Customised expression analysis permits to screen the expression level of a gene according to
another gene by dichotomizing the latter (based on median value) and taking the resulting binary value as criterion.
gene expression data
First choose the data source (All DNA microarrays, METABRIC, TCGA...), then fill the first textbox with actualised* gene symbol (at least 2 characters must be entered)
Affymetrix® probeset ID.
A dropdown list will appear, you can then select the gene you want to test (called gene A), this is the gene whose distribution will be studied.
The list of available genes depends on the previously chosen data source,
if any option, except "Affymetrix®", is checked only gene symbols available with selected data are shown in list.

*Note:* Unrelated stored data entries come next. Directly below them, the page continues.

PR #1057, opened 2025-04-26
fix: only add finalizer when the object is not in deletion state

cvvz:
**Reason for Change**:

Only add finalizer when the object is not in deletion state.
Otherwise the finalizer will be added/remove again and again until it is finally completely deleted. 
**Requirements**

**Issue Fixed**:

**Notes for Reviewers**:


Fei-Guo (approved):
Yes. If a deleted workspace without any finalizer triggers the reconcile, the ensureFinalizer call will most likely fails since the obj should be gone in apiserver.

If "Affymetrix® platform" is checked only gene symbols represented by a probeset are listed. In particular for this analysis module, only probes from the U133 Plus 2.0 array are available.
Each probeset can be selected, if there is more than one probeset, three additional options are available:
Median probe: median value of all probesets corresponding to the selected gene is taken,
Highest probe: the probeset having the highest expression level is retained for the analysis (highest median value in a majority of U133P2 and U133A datasets;
in case of ties, decision was based on the total number of patients in the cohorts.),
JetSet probe: probeset with the highest score given by
Then fill the second textbox with another actualised* gene symbol (called gene B), this gene will be your criterion to split your gene A in two groups.
The same type of gene A expression data will be used for gene B automatically, you do not have to select data type.
Choose the kind of discretisation used for correlation analyses as a splitting criterion:
optimal: gene or probeset is split according to all percentiles from the 20th to the 80th, with a step of 5,
and the cutoff giving the best p-value (Welch's test) is kept,
customised percentile: choose any percentile from the 20th to the 80th, with a step of 1, to dichotomise the gene.
Once the 2 criteria have been chosen, click on "Submit".
Validation of analysis plan.
After submission, a validation page shows detailed information about tested genes and:
number of patients from original studies tested,
1 complete data before filtering;
2 if the gene is found or not;
and 3 patients finally analysed (if the two genomic data is present for a same patient).
A summary is given at the bottom of the page, you can then choose to validate (by hitting "Start analysis" button) or cancel your submission.
"Cancel" will redirect you back to previous screen, and offer you to choose new criteria on the form.
Results are presented with four distinct plots showing distribution of gene A expression according to median-dichotomised expression of gene B.
Click on one of the "plot" button to display or hide the chosen figure. (here raincloud plot was selected)
Each expression plots can be saved in png ([portable network graphics] universal and easy to use format),
and emf ([enhanced metafile] lossless scalable vector format that allows adjusting figure for your research article) format.